Data provided:
# # # #

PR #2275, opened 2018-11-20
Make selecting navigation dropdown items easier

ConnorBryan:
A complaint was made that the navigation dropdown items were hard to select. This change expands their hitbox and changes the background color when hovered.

# # # #

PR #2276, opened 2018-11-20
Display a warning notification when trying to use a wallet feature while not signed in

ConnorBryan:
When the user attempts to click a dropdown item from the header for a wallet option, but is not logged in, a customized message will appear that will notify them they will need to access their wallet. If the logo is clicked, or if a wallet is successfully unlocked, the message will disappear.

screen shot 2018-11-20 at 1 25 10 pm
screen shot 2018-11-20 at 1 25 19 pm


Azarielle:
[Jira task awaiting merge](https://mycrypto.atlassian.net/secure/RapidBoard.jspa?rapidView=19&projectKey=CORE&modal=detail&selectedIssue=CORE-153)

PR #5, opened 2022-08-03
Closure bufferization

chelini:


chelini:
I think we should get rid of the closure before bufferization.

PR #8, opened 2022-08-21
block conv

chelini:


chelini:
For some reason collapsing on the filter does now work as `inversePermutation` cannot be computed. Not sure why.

# # # #

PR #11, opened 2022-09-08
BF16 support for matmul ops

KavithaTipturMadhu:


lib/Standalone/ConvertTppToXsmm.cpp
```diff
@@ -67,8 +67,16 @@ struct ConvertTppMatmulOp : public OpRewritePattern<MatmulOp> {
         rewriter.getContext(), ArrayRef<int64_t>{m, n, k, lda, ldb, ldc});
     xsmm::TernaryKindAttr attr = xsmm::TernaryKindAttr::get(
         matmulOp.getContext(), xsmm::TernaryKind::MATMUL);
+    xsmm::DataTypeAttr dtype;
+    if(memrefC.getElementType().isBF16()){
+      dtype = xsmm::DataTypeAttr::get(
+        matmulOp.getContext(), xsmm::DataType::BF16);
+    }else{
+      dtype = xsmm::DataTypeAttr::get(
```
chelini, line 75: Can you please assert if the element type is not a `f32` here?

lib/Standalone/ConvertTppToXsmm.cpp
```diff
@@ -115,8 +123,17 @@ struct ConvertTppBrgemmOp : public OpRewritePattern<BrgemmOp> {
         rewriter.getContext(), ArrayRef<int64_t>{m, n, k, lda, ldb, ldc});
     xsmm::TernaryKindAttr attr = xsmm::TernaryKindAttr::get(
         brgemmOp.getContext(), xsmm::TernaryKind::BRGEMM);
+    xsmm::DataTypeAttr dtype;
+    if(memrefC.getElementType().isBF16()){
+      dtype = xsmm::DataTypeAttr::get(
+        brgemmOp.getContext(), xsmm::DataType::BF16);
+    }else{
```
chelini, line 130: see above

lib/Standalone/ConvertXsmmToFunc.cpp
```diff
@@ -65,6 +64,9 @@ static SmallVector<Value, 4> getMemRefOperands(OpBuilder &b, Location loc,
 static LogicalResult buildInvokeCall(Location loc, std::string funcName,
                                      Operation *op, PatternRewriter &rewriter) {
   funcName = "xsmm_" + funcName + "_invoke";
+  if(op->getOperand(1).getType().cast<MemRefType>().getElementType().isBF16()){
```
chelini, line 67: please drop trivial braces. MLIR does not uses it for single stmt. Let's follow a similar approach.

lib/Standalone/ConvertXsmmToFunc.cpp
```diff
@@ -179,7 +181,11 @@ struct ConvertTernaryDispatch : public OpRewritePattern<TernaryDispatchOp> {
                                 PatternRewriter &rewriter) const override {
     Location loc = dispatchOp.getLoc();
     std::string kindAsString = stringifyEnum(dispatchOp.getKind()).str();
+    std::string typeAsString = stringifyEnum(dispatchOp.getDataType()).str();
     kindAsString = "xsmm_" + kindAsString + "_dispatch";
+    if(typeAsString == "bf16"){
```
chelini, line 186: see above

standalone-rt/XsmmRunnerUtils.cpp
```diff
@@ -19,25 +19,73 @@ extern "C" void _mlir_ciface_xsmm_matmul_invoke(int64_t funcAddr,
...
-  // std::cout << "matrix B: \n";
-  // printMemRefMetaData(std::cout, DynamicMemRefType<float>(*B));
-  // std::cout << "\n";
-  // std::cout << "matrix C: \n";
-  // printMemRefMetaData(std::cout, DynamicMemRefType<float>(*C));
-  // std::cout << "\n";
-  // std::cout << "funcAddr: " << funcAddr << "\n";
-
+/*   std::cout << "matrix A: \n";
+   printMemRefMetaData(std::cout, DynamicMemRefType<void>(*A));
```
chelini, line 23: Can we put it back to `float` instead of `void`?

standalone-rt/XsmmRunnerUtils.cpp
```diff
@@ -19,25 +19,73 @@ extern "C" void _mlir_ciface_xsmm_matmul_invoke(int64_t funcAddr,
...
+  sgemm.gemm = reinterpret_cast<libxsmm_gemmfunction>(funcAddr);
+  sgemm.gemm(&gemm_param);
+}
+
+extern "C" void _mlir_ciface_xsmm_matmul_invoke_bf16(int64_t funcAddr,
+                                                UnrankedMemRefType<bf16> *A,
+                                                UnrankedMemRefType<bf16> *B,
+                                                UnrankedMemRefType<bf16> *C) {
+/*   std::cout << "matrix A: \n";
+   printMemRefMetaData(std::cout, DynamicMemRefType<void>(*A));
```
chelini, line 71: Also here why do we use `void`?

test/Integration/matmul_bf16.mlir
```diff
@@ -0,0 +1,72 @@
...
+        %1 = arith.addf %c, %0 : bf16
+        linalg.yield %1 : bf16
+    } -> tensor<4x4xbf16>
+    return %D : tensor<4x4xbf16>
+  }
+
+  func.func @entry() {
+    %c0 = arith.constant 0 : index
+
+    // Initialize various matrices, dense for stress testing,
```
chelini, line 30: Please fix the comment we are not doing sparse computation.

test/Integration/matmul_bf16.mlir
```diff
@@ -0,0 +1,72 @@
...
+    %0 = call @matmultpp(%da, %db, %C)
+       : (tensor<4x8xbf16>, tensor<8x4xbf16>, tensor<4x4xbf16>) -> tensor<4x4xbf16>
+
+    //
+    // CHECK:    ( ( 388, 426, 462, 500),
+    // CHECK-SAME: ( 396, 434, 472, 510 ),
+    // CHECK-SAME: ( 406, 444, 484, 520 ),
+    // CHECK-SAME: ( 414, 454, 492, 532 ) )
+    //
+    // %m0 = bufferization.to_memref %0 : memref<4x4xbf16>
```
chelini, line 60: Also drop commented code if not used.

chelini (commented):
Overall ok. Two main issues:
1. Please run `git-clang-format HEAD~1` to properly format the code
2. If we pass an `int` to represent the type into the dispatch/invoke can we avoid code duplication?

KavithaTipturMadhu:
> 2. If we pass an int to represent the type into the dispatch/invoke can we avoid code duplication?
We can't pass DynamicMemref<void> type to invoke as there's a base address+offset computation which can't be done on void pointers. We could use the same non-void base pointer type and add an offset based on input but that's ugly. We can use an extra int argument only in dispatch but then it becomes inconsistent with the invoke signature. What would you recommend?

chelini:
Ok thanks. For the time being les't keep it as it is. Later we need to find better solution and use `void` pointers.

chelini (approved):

# # # #

About this task: Every line above with the word "shot" is to be copied out.

Response below:
screen shot 2018-11-20 at 1 25 10 pm
screen shot 2018-11-20 at 1 25 19 pm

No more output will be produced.